We Have Company. . .

The Diary of The Wasteland Bear God Logo

“Captain’s log, Stardate 2278—”
“Ahem, Captain, that’s. . .still the earth’s measurement. . .”
“Huh? What? . . .Well maybe if you’d let me finish, number three. Now I have to start all over again.” The Captain smacked his ‘number three’ upside the head.
The Captain readied his recording device again. “Captain’s log, Stardate 2278.64. We’ve apparently landed in an alternate Earth where there’s hardly any humans remaining, and most of the world has fallen subject to nuclear warfare some time ago.”
A yellow tinted, stiff man knelt down and recorded samples of the soil. “By my calculations, around two hundred years ago, sir.”
“Hmm. . .I see.” The Captain surveyed the land and saw a sign in red prominent letters: Beware! The Wasteland Bear God watches you! “Interesting. There seems to be some sort of creature revered as a god amongst men.”
A guttural growl was heard from behind them, “That. . .would be me.” The Mighty Wasteland Bear God erected and looked over the foreign intruders one by one.
“I have encountered who the indigenous civilization regard as The Wasteland Bear God. He is as the legends revere, and then some.” The Captain spoke calmly and profound with his ‘discovery’.
The Bear God sighed, “Are we really going to go through with this?” He grunted in disgust. “I mean, c’mon. . .first aliens, and now this? Can’t you do anything creative? Do you really think people give a damn about me, let alone my story, or that of anyone else you throw in?”
“I beg your pardon?! I am, by all accounts, original. . .you filthy cur!” Snapped the Captain.
“Not you, buddy, I’m talking to someone else. . .and they know damn well what I am talking about.” Remarked The Bear God.
“Look, how about you run with it? We need better ratings, more viewers, and all that jazz,” said an ominous voice aloud, sending the foreign crew to shudder in fear.
“Who the hell is that?!” Said the space captain.
“It’s just The Maker, don’t worry about that cunt. Really though, you should just leave. There’s enough shit going on here as it is,” said The Bear God.
“We’re merely here to observe this planet. It differs from our timeline by a great deal. . .and plus we’re a little stranded,” said the Captain.
“I see. Well, I guess that’s OK, but if you get in the way. . .” Sin snarled.
“Rest assured, sir, you’ll hardly even notice us here.” The space captain promised.

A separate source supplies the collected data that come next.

PR #7002, opened 2020-12-22
[mempool][easy] fix node creation in tests

mimoo:


mempool/src/tests/shared_mempool_test.rs
```diff
@@ -204,8 +205,10 @@ impl SharedMempoolNetwork {
         let mut smp = Self::default();
         let mut peers = vec![];
 
-        for _ in 0..validator_nodes_count {
-            let mut config = NodeConfig::random();
+        let mut rng = StdRng::from_seed([0u8; 32]);
+        for idx in 0..validator_nodes_count {
+            let mut config =
+                NodeConfig::random_with_template(idx as u32, &NodeConfig::default(), &mut rng);
```
davidiw, line 211: would we benefit from adding a new NodeConfig::new random_in_set(idx: u32) or is this the only place we use this?

mempool/src/tests/shared_mempool_test.rs
```diff
@@ -237,7 +240,12 @@ impl SharedMempoolNetwork {
         let full_node = PeerId::random();
 
         // validator config
-        let mut config = NodeConfig::random();
+        let mut rng = StdRng::from_seed([0u8; 32]);
```
davidiw, line 243: I don't believe this is necessary and it conflicts with how we've setup other networks (to some extent).

mempool/src/tests/shared_mempool_test.rs
mimoo: So, in all other places where we use `NodeConfig::random()` we only use it once, which is fine. If you use it twice, it ends up creating two nodes with the same keys and addresses. This doesn't look like what we want to test in these situations, so I fixed it. If you're talking about removing the `NodeConfig::default()` argument then we can't because it is used in one other place with an actual argument there. If you're talking about removing the `rng` argument, we could but this then would produce different keys every time we run this test. (Probably not be a big deal in this scenario, but if you're debugging it can be annoying to see different values every time.)

mempool/src/tests/shared_mempool_test.rs
mimoo: this is actually what the `NodeConfig::random()` does, I just make sure that the two calls in this function produce two different node configs instead of the same one.

davidiw: I mean I don't think this change is necessary -- was this test failing?

mempool/src/tests/shared_mempool_test.rs
davidiw: I agree, my question was does it make sense to make something that would automatically get you the ith configuration. Looking at the code, it looks like probably not as you would create an O(n) function called n times :D

mimoo: Not sure what type of function you have in mind, but I could create a self-updatable closure which I think would be a good idea to avoid someone forgetting to increase the idx : o

mempool/src/tests/shared_mempool_test.rs
mimoo: Yeah this test is flaky, see https://github.com/diem/diem/pull/6826#issuecomment-749220605

I'll leave it up to you if you think it's not necessary :) I saw that as an easy fix of something that didn't look right.

davidiw (approved):

PR #7008, opened 2020-12-22
[move-prover] Allow to manage different classes of tests in `./tests`

wrwg:
This modifies the test runner to support a new category of "extended" tests under `./tests/xsources`.  Those tests aren't run by default or under CI when `cargo test` is called. Instead, to run those tests, one uses `MVP_TEST_X=1 cargo test`.

## Motivation

Performance testing

## Test Plan

cargo test

## Related PRs

NA


emmazzz (approved):
LGTM

PR #7011, opened 2020-12-22
Remove NonZeroUsize from most places in the code

gregnazario:
## Motivation

After looking through the code base, we're using `NonZeroUsize` everywhere just because we're instantiating the `diem-channel` a ton of times.  Now, we can cut that out and just pass in the `usize` by itself, cutting down on a lot of unnecessary boilerplate.

### DIFF
--- a/common/infallible/src/nonzero.rs
+++ b/common/infallible/src/nonzero.rs
@@ -1,0 +1,35 @@
+// Copyright (c) The Diem Core Contributors
+// SPDX-License-Identifier: Apache-2.0
+
+/// A wrapper around `std::num::NonZeroUsize` to no longer worry about `unwrap()`
+#[macro_export]
+macro_rules! NonZeroUsize {
+    ($num:expr) => {
+        NonZeroUsize!($num, "Must be non-zero")
+    };
+    ($num:expr, $message:literal) => {
+        std::num::NonZeroUsize::new($num).expect($message)
+    };
+}
+
+#[cfg(test)]
+mod tests {
+
+    #[test]
+    fn test_nonzero() {
+        assert_eq!(1, NonZeroUsize!(1).get());
+        assert_eq!(std::usize::MAX, NonZeroUsize!(std::usize::MAX).get());
+    }
+
+    #[test]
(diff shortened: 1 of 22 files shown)


davidiw (approved):
good cleanup

common/infallible/src/nonzero.rs
```diff
@@ -0,0 +1,35 @@
...
+// SPDX-License-Identifier: Apache-2.0
+
+/// A wrapper around `std::num::NonZeroUsize` to no longer worry about `unwrap()`
+#[macro_export]
+macro_rules! NonZeroUsize {
+    ($num:expr) => {
+        NonZeroUsize!($num, "Must be non-zero")
+    };
+    ($num:expr, $message:literal) => {
+        std::num::NonZeroUsize::new($num).expect($message)
```
phlip9, line 11: one big reason for `nonzero_ext` is to get compile time proof that a literal is nonzero. you can see the assertion here: https://docs.rs/nonzero_ext/0.2.0/src/nonzero_ext/lib.rs.html#311

that way you can write `nonzero!(123)` without any unwraps because it checks that the compile-time constant is nonzero. if you write `nonzero!(0)` it will error at compile time.

here we don't communicate that and instead just silently panic inside at runtime, which seems suboptimal.

bmwill: Yeah. I think that this change is more a step backward in terms of type safety.

gregnazario: As I said earlier in Slack, if you look at where these are being used, its either A: a test, which is not that big of a difference, except the tests have to run to fail.  Or B: With information loaded from a Config, which is not possible to error at compile time, because it at startup of runtime.

I get your concern that this isn't quite as quick at telling us if a number is NonZero.  But it's added a lot of boilerplate in here.  Let's talk outside this.

davidiw: Good arguments.

* Unix has /dev/null but we don't as we don't allow zero sized queues
* The proposal as it stands would pull in another dependency for just a macro :/

I do love type safety so it might be worth bringing back something in the future if folks really want to enforce non-zero queues.

PR #7013, opened 2020-12-23
[move cli] finish move doctor by detecting event breaking changes + a…

sblackshear:
…dding docs

Previously, `move doctor` checked that resources deserialize correctly, but not events. This PR adds the event check + updates the README with documentation for breaking changes detection via `move publish` and `move doctor`. Finally, added a `doctor` command to the diem smoke test as a stress-test for `doctor`.

PR #7031, opened 2020-12-23
[move-cli] simplify the mode preparation and module saving logic for OnDiskStateView

mengxu-fb:
## Motivation

This PR is a follow-up of #7010 to further simplify the code. In particular, it does four simplifications

1. The logic for saving modules to the `OnDiskStateView` is simplified to one function call. The old flow is
```
let state = OnDiskStateView::create(..., &[modules])?;
if state.save_modules()? {
    generate_interface_files(...)?;
}
```
Which is repeated in several places.

The new flow is `state.save_modules(&[modules], Some(build_dir))?`;

2. Simplified `OnDiskStateView` creation. The old flow is
```
let storage_dir = maybe_create_dir(&args.storage_dir)?.canonicalize()?;
let state = OnDiskStateView::create(storage_dir, /* compiled_modules */ ...)?;
```
Now we can simplify create it with `let state = OnDiskStateView::create(&args.storage_dir)?;`.

3. Removed the `modules` and `resources` field in the `OnDiskStateView`. `resources` are not used in the old flow, and `modules` becomes stale after the simplification in 1.

4. Simplified mode preparation. The `source_only` option is dropped, as it does not seem to be useful. And the procedure for preloading the library modules to on-disk storage is also inlined into the `prepare_mode()` function.

This PR also fixes several comments which are not consistent with the code.

Yes

## Test Plan

`cargo xtest`

### DIFF
--- a/language/tools/move-cli/src/lib.rs
+++ b/language/tools/move-cli/src/lib.rs
@@ -24,7 +24,7 @@ use vm::{
 
 use anyhow::{anyhow, bail, Result};
 use std::{
-    collections::{BTreeMap, HashMap},
+    collections::BTreeMap,
     convert::TryFrom,
     fs,
     path::{Path, PathBuf},
@@ -60,33 +60,20 @@ const EVENTS_DIR: &str = "events";
 
 #[derive(Debug)]
 pub struct OnDiskStateView {
-    modules: HashMap<ModuleId, Vec<u8>>,
-    resources: HashMap<(AccountAddress, StructTag), Vec<u8>>,
     storage_dir: PathBuf,
 }
 
 impl OnDiskStateView {
-    /// Create an `OnDiskStateView` that reads/writes resource data in `storage_dir` and can
-    /// execute code in `compiled_modules`.
-    pub fn create(storage_dir: PathBuf, compiled_modules: &[CompiledModule]) -> Result<Self> {
-        if !storage_dir.exists() || !storage_dir.is_dir() {
-            bail!(
-                "Attempting to create OnDiskStateView from bad data directory {:?}",
-                storage_dir
-            )
+    /// Create an `OnDiskStateView` that reads/writes resource data and modules in `storage_dir`.
+    pub fn create<P: Into<PathBuf>>(storage_dir: P) -> Result<Self> {
+        let storage_dir = storage_dir.into();
+        if !storage_dir.exists() {
+            fs::create_dir_all(&storage_dir)?;
         }
-
-        let mut modules = HashMap::with_capacity(compiled_modules.len());
-        for module in compiled_modules {
-            let mut module_bytes = vec![];
-            module.serialize(&mut module_bytes)?;
-            modules.insert(module.self_id(), module_bytes);
-        }
-        let resources = HashMap::new();
         Ok(Self {
-            modules,
-            resources,
-            storage_dir,
+            // it is important to canonicalize the path here because `is_data_path()` relies on the
+            // fact that storage_dir is canonicalized.
+            storage_dir: storage_dir.canonicalize()?,
         })
     }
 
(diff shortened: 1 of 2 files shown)


language/tools/move-cli/src/main.rs
```diff
@@ -842,15 +797,15 @@ fn main() -> Result<()> {
             source_files,
             no_republish,
         } => {
-            move_args.prepare_mode(true)?;
+            move_args.prepare_mode()?;
```
sblackshear, line 800: It looks like almost every command (except `test` and `clean`) does at least one of the following two things:
- call `prepare_mode` (which creates an `OnDiskStateView`)
- create a subsequent `OnDiskStateView`

In light of this, might make sense to create a single `OnDiskStateView` before the `match` (e.g., it could be returned by `prepare_mode`) and pass it to each of the relevant command functions?

sblackshear (approved):
Excellent simplifications!

language/tools/move-cli/src/lib.rs
```diff
@@ -315,22 +299,50 @@ impl OnDiskStateView {
...
-    /// Save all the modules in the local cache
-    /// Returns true if any modules were saved
-    pub fn save_modules(&self) -> Result<bool> {
-        for (id, bytes) in &self.modules {
-            self.save_module(id, &bytes)?
+    /// Save all the modules in the local cache, re-generate mv_interfaces if required.
+    pub fn save_modules<P: Into<PathBuf>>(
+        &self,
+        modules: &[CompiledModule],
+        build_dir_opt: Option<P>,
```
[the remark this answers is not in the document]
mengxu-fb: It would definitely simplify the code and did come into my mind. The only reason I did not do this in the PR is that I kind of have a mental model of `storage_dir` == `OnDiskStateView` mapping while adding `build_dir` to `OnDiskStateView` also means that the `OnDiskStateView` needs to manage the things produced in the build process (i.e., the mv_interfaces).

language/tools/move-cli/src/main.rs
mengxu-fb: It makes sense! I'll make an update.

mengxu-fb: Hmm.... having a second thought now... It seems that `test`, `clean`, and `view` do not involve any dependent libraries so we might not want to create a `storage` directory and splash the library files there.

But despite of this, it still makes sense to have `prepare_mode()` return an `OnDiskStateView` and pass it to other handlers (i.e., `publish`, 'run`, and `doctor`).

sblackshear: Nice, that seems like a good middle ground.

language/tools/move-cli/src/lib.rs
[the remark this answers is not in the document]
mengxu-fb: In fact, there are quite some benefits by merging `build_dir` into `OnDiskStateView`, not only here for the code simplification, but but also for avoid carrying the `args: &Move` (which is a `structopt`) all over the places.

Currently the `args:&Move` is passed to all functions because we need the information of `args.verbose` and `args.build_dir`. Now with commit e198fd7, `OnDiskStateView` knows `build_dir` and `verbose` is passed in as an additional function argument. We no longer need to carry `args:&Move` everywhere.

This makes an important distinction. In Move CLI, only `args:&Move` can `prepare_state()` and to get an `OnDiskStateView`. Given that `args:&Move` disappears before control-flow gets into the command handlers, there is no way re-create another `state` when running the command handlers (e.g., `publish`, `run`, `check`, etc). Hence, reducing the chance of messing up the `storage`.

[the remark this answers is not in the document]
sblackshear: Good points!

mengxu-fb:
Rebased past #7013 with conflicts resolved

PR #7039, opened 2020-12-24
Add constructor and getters for GeneralMetadataV0 as inner fields are private

riyazdf:
## Motivation
I was following along with the DIP-4 source snippets and realized that the samples as-written do not work because the inner fields for the metadata structs are private. From discussion with @sblackshear and @n4ss, we agreed that a constructor for this data (and perhaps we should also consider the same for Travel Rule metadata, etc) would be useful. An alternative that I'm fine with is to make the fields `pub`, but I defer to the maintainers if they have a preference :) 

✅ 

## Test Plan
Added simple unit test, and ran:
`cargo x lint && cargo xfmt && cargo xclippy --all-targets`

### DIFF
--- a/types/src/transaction/metadata.rs
+++ b/types/src/transaction/metadata.rs
@@ -42,6 +42,32 @@ pub struct GeneralMetadataV0 {
     referenced_event: Option<u64>,
 }
 
+impl GeneralMetadataV0 {
+    pub fn new(
+        to_subaddress: Option<Vec<u8>>,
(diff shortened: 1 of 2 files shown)


sblackshear (approved):
LGTM!

n4ss (approved):
Awesome! Sorry that's my bad that we were missing this :< Is there a way for the code generation to detect private VS public fields @matbd ?

PR #7057, opened 2020-12-28
[move-prover/spec-lang] Enable identifiers as pragma values.

wrwg:
This PR enables pragmas and properties to have identifiers as values, in addition to literals. For example:

```
spec fun f {
  pragma fully_qualified = 0x1::Genesis::init; // This is fine even if not declared
  pragma simple_qualified = Genesis::init; // This will result in move-lang error if Genesis is not imported
  pragma simple = init; // This is fine even if not declared
}
```

## Motivation

Prepares for being able to implement `pragma called_only_by = <ident>`

Yes

## Test Plan

Added test

## Related PRs

NA


language/move-prover/spec-lang/tests/sources/pragmas_err.move
```diff
@@ -0,0 +1,22 @@
+module M {
+    spec module {
+        // Should be fine
+        pragma verify = false;
+
+        // Should produce error that bar is not valid (not defined)
+        pragma bar = true;
+
+        // Should be ok (we do not check types of values)
+        pragma verify = a_valid_id;
```
emmazzz, line 10: It seems that we allow `pragma verify = false;` and `pragma verify = a_valid_id;` to appear together in a spec block. Maybe it would be less confusing if we generate an error saying something like "pragma verify has conflicting types".

emmazzz: Reading the code again I see that we might not be able to check if they are of the same type since we don't know the type of `a_valid_id`, which could be a boolean as well.

emmazzz (approved):
LGTM

language/move-prover/spec-lang/tests/sources/pragmas_err.move
wrwg: Pragmas aren't type checked in general. The only thing we check is if the name is a known pragma and valid in the given context. Adding pragma type checking would be an independent, larger change than this one.

emmazzz: Another thing: this only allows the pragma value to be one identifier right? What if we want to say some function is called only from both f and g?

wrwg: That won't be possible for now. We can add it later, but perhaps the full Move-based solution might be earlier here than expected.

PR #7060, opened 2020-12-28
[state-sync][bug-fix] removing integer overflow

mimoo:


state-synchronizer/src/tests/helpers.rs
```diff
@@ -131,11 +131,14 @@ impl ExecutorProxyTrait for MockExecutorProxy {
         limit: u64,
         target_version: u64,
     ) -> Result<TransactionListWithProof> {
+        let start_version = known_version
```
JoshLind, line 134: Weird that we have to fix this in the test code.. I'm guessing it's because the fuzzer issue found was actually here (in test code) as opposed to non-test code, but the issue that it highlighted is more generic than just test code? 😄

state-synchronizer/src/executor_proxy.rs
```diff
@@ -182,8 +182,11 @@ impl ExecutorProxyTrait for ExecutorProxy {
         limit: u64,
         target_version: u64,
     ) -> Result<TransactionListWithProof> {
+        let start_version = known_version
+            .checked_add(1)
+            .ok_or_else(|| format_err!("Known version too high"))?;
```
JoshLind, line 187: nit: maybe "Known version has overflown"?

JoshLind (approved):
LGTM, thanks @mimoo! 😄

JoshLind:
FWIW, I'll follow this up with another PR that handles more of these cases in state sync soon.

state-synchronizer/src/tests/helpers.rs
mimoo: yeah I wrote that in the report, the issue was in the test code, but looking at the real code it's there too : (

state-synchronizer/src/executor_proxy.rs
mimoo: it hasn't yet at this point, its value is still `u64::max`, which is a-normally high :D

PR #7061, opened 2020-12-28
[move-lang] move the shadow compilation logic from move-cli to source compiler

mengxu-fb:
## Motivation

The feature to allow Move module compilation with duplicating/conflicting definitions against library modules is experimented in Move CLI. But ideally, this feature should live in the source compiler. This PR moves the logic there.

It also simplifies the filtering logic by only looking at the `parser::ast::Program` instead of going through the `mv_interfaces` directory with filename matching.

Yes

## Test Plan

`cargo xtest`

### DIFF
--- a/language/move-lang/src/bin/move-check.rs
+++ b/language/move-lang/src/bin/move-check.rs
@@ -45,14 +45,14 @@ pub struct Options {
     )]
     pub out_dir: Option<String>,
 
-    /// If set, allow modules defined in source_files to shadow modules of the same id that exist
-    /// in dependencies
+    /// If set, do not allow modules defined in source_files to shadow modules of the same id that
+    /// exist in dependencies. Checking will fail in this case.
     #[structopt(
-        name = "SOURCES_SHADOW_DEPS",
-        short = cli::SHADOW_SHORT,
-        long = cli::SHADOW,
+        name = "SOURCES_DO_NOT_SHADOW_DEPS",
+        short = cli::NO_SHADOW_SHORT,
+        long = cli::NO_SHADOW,
     )]
-    pub shadow: bool,
+    pub no_shadow: bool,
 }
 
 pub fn main() -> anyhow::Result<()> {
@@ -61,10 +61,15 @@ pub fn main() -> anyhow::Result<()> {
         dependencies,
         sender,
         out_dir,
-        shadow,
+        no_shadow,
     } = Options::from_args();
 
-    let _files =
-        move_lang::move_check_and_report(&source_files, &dependencies, sender, out_dir, shadow)?;
+    let _files = move_lang::move_check_and_report(
+        &source_files,
+        &dependencies,
+        sender,
+        out_dir,
+        !no_shadow,
+    )?;
     Ok(())
 }
--- a/language/move-lang/src/bin/move-check.rs
+++ b/language/move-lang/src/bin/move-check.rs
@@ -44,6 +44,15 @@ pub struct Options {
         long = cli::OUT_DIR,
     )]
     pub out_dir: Option<String>,
+
+    /// If set, allow modules defined in source_files to shadow modules of the same id that exist
+    /// in dependencies
+    #[structopt(
+        name = "SOURCES_SHADOW_DEPS",
+        short = cli::SHADOW_SHORT,
+        long = cli::SHADOW,
+    )]
+    pub shadow: bool,
 }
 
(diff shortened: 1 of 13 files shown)


language/move-lang/src/lib.rs
```diff
@@ -180,6 +180,33 @@ pub fn move_continue_up_to(pass: PassResult, until: Pass) -> Result<PassResult,
     run(pass, until)
 }
 
+pub fn move_compile_up_to(
```
sblackshear, line 183: A comment here would be useful

language/move-lang/src/lib.rs
```diff
@@ -355,6 +382,52 @@ pub fn generate_interface_files(
     Ok(Some(all_addr_dir.into_os_string().into_string().unwrap()))
 }
 
+fn shadow_lib_module_definitions(
```
sblackshear, line 385: Same here

sblackshear (approved):
Nice!

mengxu-fb:
Comments added, would like @tnowacki to have a final look before I land it :)

language/move-lang/src/lib.rs
```diff
@@ -180,6 +180,41 @@ pub fn move_continue_up_to(pass: PassResult, until: Pass) -> Result<PassResult,
...
+    } else {
+        pprog
+    };
+
+    Ok((
+        files,
+        move_continue_up_to(PassResult::Parser(sender_opt, pprog), until),
+    ))
+}
+
```
tnowacki, line 217: I just went through a big refactor trying to slim this down, so I'm not really keen on adding another entry point. 

I think `sources_shadow_deps` should just be a flag on all compiler entry points

tnowacki (changes requested):
Looks simple enough! I'm just trying to keep things slim, so let's see how passing the flag in works

language/move-lang/src/lib.rs
```diff
@@ -180,6 +180,41 @@ pub fn move_continue_up_to(pass: PassResult, until: Pass) -> Result<PassResult,
...
+/// `move_continue_up_to`, the stopping point is inclusive, meaning that the pass specified by
+/// `until: Pass` will be run
+pub fn move_compile_up_to(
+    targets: &[String],
+    deps: &[String],
+    sender_opt: Option<Address>,
+    interface_files_dir_opt: Option<String>,
+    allow_shadow: bool,
+    until: Pass,
+) -> anyhow::Result<(FilesSourceText, Result<PassResult, Errors>)> {
```
tzakian, line 198: Maybe a larger question, but I'm wondering why we are using two different versions of `Result` here...It seems like other places in this file are doing a similar thing, so this doesn't block this PR, but it might be useful to mark this as a future cleanup unless there's a good reason for this. @tnowacki curious if you think this cleanup would make sense.

mengxu-fb: In fact, I had the same wondering here :)

language/move-lang/src/lib.rs
mengxu-fb: Just a heads up, this will lead to many changes across the `language/` dir if every entry points of the compiler need to be updated...

language/move-lang/src/bin/move-check.rs
```diff
@@ -44,6 +44,15 @@ pub struct Options {
...
     pub out_dir: Option<String>,
+
+    /// If set, allow modules defined in source_files to shadow modules of the same id that exist
+    /// in dependencies
+    #[structopt(
+        name = "SOURCES_SHADOW_DEPS",
+        short = cli::SHADOW_SHORT,
+        long = cli::SHADOW,
+    )]
+    pub shadow: bool,
```
tnowacki, line 55: can you set the default to be true? 

I feel like it is more intuitive than the alternative. But thoughts?

mengxu-fb: I don't have a strong opinion either way.

mengxu-fb: Made an update to default it to be true.

language/move-lang/src/lib.rs
tnowacki: Its tricky....

The outer result is for random IO nonsense, the inner one is for errors from the compiler itself. 
IF you wanted to clean this up, you could handroll an enum for the 3 states. It would be clearer but I'm not sure if it would be simpler

tnowacki (approved):
LGTM. Thanks for doing this!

“Right. . .whatever,” said The Bear God
Along their way, Sin took note of a base of Super Mutants and Synths coexisting. . .or having a deal. Something. Rubricon, Ben, and The Mighty Bear God moved in to investigate.
“Slowly and quietly, we are going to the base where baddies are holding up,” whispered the space captain.
“Captain, I am picking up abnormal readings from the area. It’d be best to avoid the area and observe from afar,” said his yellow skinned crewmate.
“I am readying my phasers to stun, sir,” said the Captain’s Head of Security.
“Dammit, Tim! I am a doctor, not a fighter,” stated the Doctor.
“Quiet. . .all. . .of you. Let the Captain. . .decide what we. . .should. . .do.” Stated his ‘number two’.
Sin facepalmed hard. “How about you guys stay the hell back, and let the professionals take care of this? OK?”
“Very well, I shall leave you. . .to this mess,” said the Tim, the space captain.
The space crew set off for a more suiting hiding location.
“I seriously can’t stand the new guys. . .” The Bear God stated.
“Right? They think that with all that technological whiz biz they’re better than us? Ha! We’d crush them like ants,” said Rubricon.
“Can’t we just kill them off? Something?” Ben whined.
“No. . .no, Ben. . .we’ll just let them do their own thing. . .plus The Maker wants to promote it. . .or something. Fucking idiot.”
“I heard that!” said The Maker.
Of course, The Maker not realizing that his voice is so booming. . .alerted the baddies that were hold up in their base. . .because he’s smart like that.
“Way. To. Fucking. Go.” sighed Sin.
“Time to go in guns blazing?” Rubricon motioned.
“Why not.” Sin Sighed. “Ben, roll out!”
Ben tucked himself into a tight wrecking ball and set off to throw himself into the fray. “TODAY’S A GOOD DAY TO DIE,” he yelled.